*** RECORDS FOR THE EXERCISE ***

PR #50, opened 2021-06-08
ADAPT-2695 Create Poster component

rebeccahongsf:
# READY FOR REVIEW

# Summary
- Create Poster component

# Needed By (Date)
- tbd

# Urgency
- low

# Steps to Test

1. Pull this PR
2. Run `npm run dev` or view [component on netlify here](https://deploy-preview-50--decanter-react.netlify.app/?path=/story/composite-poster--default)
3. Review code and component display 

- [ADAPT-2695](https://stanfordits.atlassian.net/browse/ADAPT-2695)

# See Also


src/Poster/Poster.js
```diff
@@ -0,0 +1,96 @@
...
+  if (layout === "left") {
+    wrapperClasses = "su-flex su-flex-col su-justify-center md:su-flex-row";
+    imageWrapper =
+      "first:su-min-w-[14rem] su-rs-mb-2 su-mx-auto md:su-rs-mr-4 md:su-mb-0 md:su-ml-0";
+    contentWrapper = "last:su-items-start md:su-flex-grow";
+  } else {
+    wrapperClasses = "su-flex su-flex-col su-items-center";
+    contentWrapper = "last:su-items-center su-text-center";
+    imageWrapper = "first:su-rs-mb-2";
+  }
```
yvonnetangsu, line 35: I think you're totally on the right track. If you worry about spacing above/below the different parts, it's ok to put those in the subcomponents 😄  (<- not sure if that's what you were concerned about). 

FYI (and you probably already know this), the first/last prefixes and the TW classes with [] are not available for this repo sadly 😢 

Let's check with everyone if we want to include background image in this component for now - don't want to scope creep on ya 😂  Please feel free to post to the adapt channel - let's have a discussion on what background color/text colors to include so you don't end up doing more work than needed.

src/Poster/Poster.stories.js
```diff
@@ -0,0 +1,71 @@
...
+      options: layoutOptions,
+    },
+  },
+};
+
+const PosterTemplate = ({ ...rest }) => (
+  <Poster {...rest}>
+    <Poster.Content>
+      <Poster.Headline className="su-mb-0">Title</Poster.Headline>
+      <p className="su-big-paragraph children:su-leading-snug">
```
yvonnetangsu, line 37: children prefix also not available 😢

src/common/util/addBgImage.js
```diff
@@ -0,0 +1,33 @@
...
+  if (imageUrl != null) {
+    if (imageUrl.startsWith("http")) {
+      const originalWidth = getImageWidth(imageUrl);
+
+      // Downsize image if it's wider than 2000px, otherwise just reduce jpg quality to 60%
+      if (originalWidth > 2000) {
+        imgSrc = imageUrl.concat("/2000x0");
+      } else {
+        imgSrc = imageUrl;
+      }
```
yvonnetangsu, line 21: For this repo, totally ok to take out image processing (resize, change jpg quality etc) since these were added to use with Storyblok's image service. For this repo, I think we can leave it up to the user to pass in the image processed on their end.

yvonnetangsu:
@rebeccahongsf Looking better and better. A few ideas - please feel free to push back:

- Let's use the foggy light poster as the first example story, since the white poster blends in with the page background. Also, I suspect a lot of websites have white backgrounds, so having a light grey poster would make it actually look like a poster instead of just a WYSIWYG among the rest of the page content 😄 
- Perhaps some examples with the various CTA buttons in the poster body? (white poster with solid red, black with the ghost button sound pretty good 👻 )
- A couple headline and body copy text size options like we have in SAA site would be nice, in examples totally fine.
- This is from Kerri from previous SAA communications, for `su-card-paragraph` sized body copy, she'd like the line height to be 1.3 (su-leading-snug).
- Let's kill the bottom margin on the last element in the poster.

Thanks in advance!

src/Poster/Poster.js
```diff
@@ -0,0 +1,115 @@
...
+
+  let gradientOverlay = "linear-gradient(to bottom, transparent, #181D1C)";
```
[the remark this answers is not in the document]
rebeccahongsf: I had set a default `linear-gradient` for the `gradientOverlay` variable in the event that the developer forgets to pass in a gradient.

Does it make sense to have a gradient option (lever)? 
Alternatively, we could remove the default gradient and have it as an empty string instead. That way it would be completely in the developer's hands to decide whether they want an overlay on their `bgImage`. Thoughts? 😄

src/Poster/Poster.js
rebeccahongsf: Realized that `first:` and `last:` prefixes do not work within out decanter-react repo for flex styles (margin only but even then it's a bit finicky). 😢  I'll rewrite to include the alignments within the stories and remove the lever. Perhaps we can revisit adding the alignment lever if/when we expand the coverage of `first:` and `last:` prefixes?

rebeccahongsf: Or we can keep the layout lever since it's could be seen as image left or center! The body content will be left align unless additional classes are passed to the Content subcomponent.

src/Poster/Poster.js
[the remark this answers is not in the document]
sherakama: I was more thinking of an on/off lever for bg gradients vs options. What if the developer wants no gradient? Can you make it easy to remove?

sherakama (approved):
This is great. Thanks for the work. I refactored the Poster. Image component a bit as the image.src object requirement was too restrictive for using things like Gatsby's image optimization components. I left the background image alone as that is less likely to need a component to optimize the image.

Screen Shot 2021-06-09 at 11 08 28 PM


Screen Shot 2021-06-09 at 11 08 50 PM

src/Poster/Poster.js
```diff
@@ -0,0 +1,115 @@
...
+  layout,
+}) => {
+  let wrapperClasses;
+  let imageWrapper;
+  let contentWrapper;
+
+  if (layout === "left") {
+    wrapperClasses = "su-flex su-flex-col su-justify-center md:su-flex-row";
+    imageWrapper =
+      "first:su-min-w-[14rem] su-rs-mb-2 su-mx-auto md:su-rs-mr-4 md:su-mb-0 md:su-ml-0";
```
sherakama, line 30:
```suggestion
      "su-rs-mb-2 su-mx-auto md:su-rs-mr-4 md:su-mb-0 md:su-ml-0";
```

Sorry, no JIT compiler here.

src/Poster/Poster.js
```diff
@@ -0,0 +1,115 @@
...
+   *  Is the layout alignment center or left?
+   *
+   */
+  layout: PropTypes.oneOf(layoutOptions),
+
+  // Background Image
+  bgImage: PropTypes.shape({
+    src: PropTypes.string,
+  }),
+};
```
sherakama, line 109: Missing props for bgGradient and bgColor

src/Poster/Poster.stories.js
```diff
@@ -0,0 +1,230 @@
...
+    <Poster.Image className="su-rs-mb-2">
+      <img
+        src="https://placekitten.com/600/400"
+        className="su-object-cover su-w-full su-h-full su-object-center"
+        alt=""
+      />
+    </Poster.Image>
+    <Poster.Content className="su-text-white su-items-center su-text-center su-align-center">
+      <Poster.Headline>Title</Poster.Headline>
+      <p className="su-big-paragraph su-leading-snug">
```
yvonnetangsu, line 101: If you could please add a `su-mb-0` to last paragraphs in all the examples, that'd be great.

src/Poster/Poster.stories.js
```diff
@@ -0,0 +1,230 @@
...
+        href="https://decanter.stanford.edu"
+        className="su-rs-mt-0 su-bg-white hocus:su-bg-lagunita su-text-black hocus:su-text-white su-px-20 su-pt-14 su-pb-16"
+      />
+    </Poster.Content>
+  </Poster>
+);
+
+const PosterTemplateCustomBorder = ({ ...rest }) => (
+  <Poster {...rest}>
+    <Poster.Image className="su-border-3 su-border-solid su-border-digital-red-light su-rs-mb-2">
```
yvonnetangsu, line 144: Looks like Figma image border is a 7px one, but Decanter v7 doesn't have a 7px width currently. I know @sherakama added some recently, so let's go with either 6px or 8px 😄  Although... @sherakama , is there a release that got punched with your border width PR?
https://github.com/SU-SWS/decanter/pull/834/files

yvonnetangsu (changes requested):
Just those few final minor requests, and one more here:

For the "default" (the first example), let's add some classes so the content is center-aligned (it's a bit more commonly used), and let's add a solid red CTA button with it 😄 

After that, then your work is done - great job 👏🏼  And thank you for your help in refactoring too, @sherakama !

yvonnetangsu:
@rebeccahongsf One minor note - if you could use the "large" (or was it "big") CTA button `size` prop for the poster examples, that'd be awesome 🙏🏼

src/Poster/Poster.stories.js
rebeccahongsf: The latest release does not seem to include the border-width 😢  Currently the available options are
```
.su-border-0{
  border-width: 0
}

.su-border-2{
  border-width: 2px
}

.su-border-3{
  border-width: 3px
}

.su-border{
  border-width: 1px
}
```

sherakama: Send in a PR to add border-7 and add the `alpha` label to it. That should get you what you need.

sherakama:
@yvonnetangsu I think this is GTG now too. Anything left?

yvonnetangsu:
> @yvonnetangsu I think this is GTG now too. Anything left?

Very very close - if we could center align the "default" example and add a CTA button, and use the big CTA button for the last teal poster example then we're GTG 😄

rebeccahongsf:
@yvonnetangsu examples have been updated! 😄  Let me know if any other adjustments or examples are needed

yvonnetangsu:
> @yvonnetangsu examples have been updated! 😄 Let me know if any other adjustments or examples are needed

Thank you~ If you could please use the large/big button size for the black and lagunita posters, then we're GTG. We can deal with the border width on the image later - I think Shea suggested open a PR in Decanter v7 to add border width 7px, but that can totally wait 😸

src/Poster/Poster.stories.js
```diff
@@ -0,0 +1,249 @@
...
+        faucibus, nunc et pellentesque egestas, lacus ante convallis tellus,
+        vitae iaculis lacus elit id tortor.
+      </p>
+      <CtaButton
+        text="Learn more"
+        srText="about Decanter"
+        animate="right"
+        icon="more"
+        variant="unset"
+        size="small"
```
yvonnetangsu, line 153:
```suggestion
        size="big"
```

yvonnetangsu (approved):
GTG - thank you for the changes! Nice work 🎉 😸  We can add that image border width change later after the Decanter PR get merged. Thank you!

yvonnetangsu:
@sherakama Got this email - "Auto Release: All jobs have failed", but it says all 11 checks passed. Any ideas? 🤔

sherakama:
Looks like the release failed to build https://github.com/SU-SWS/decanter-react/runs/2824551382?check_suite_focus=true 

Could be missing export or missing `npm run package`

***

If a line falls between the first line of the records and the line containing "or view [component", inclusive, repeat it exactly; leave out all others.

PR #50, opened 2021-06-08
ADAPT-2695 Create Poster component

rebeccahongsf:
# READY FOR REVIEW

# Summary
- Create Poster component

# Needed By (Date)
- tbd

# Urgency
- low

# Steps to Test

1. Pull this PR
2. Run `npm run dev` or view [component on netlify here](https://deploy-preview-50--decanter-react.netlify.app/?path=/story/composite-poster--default)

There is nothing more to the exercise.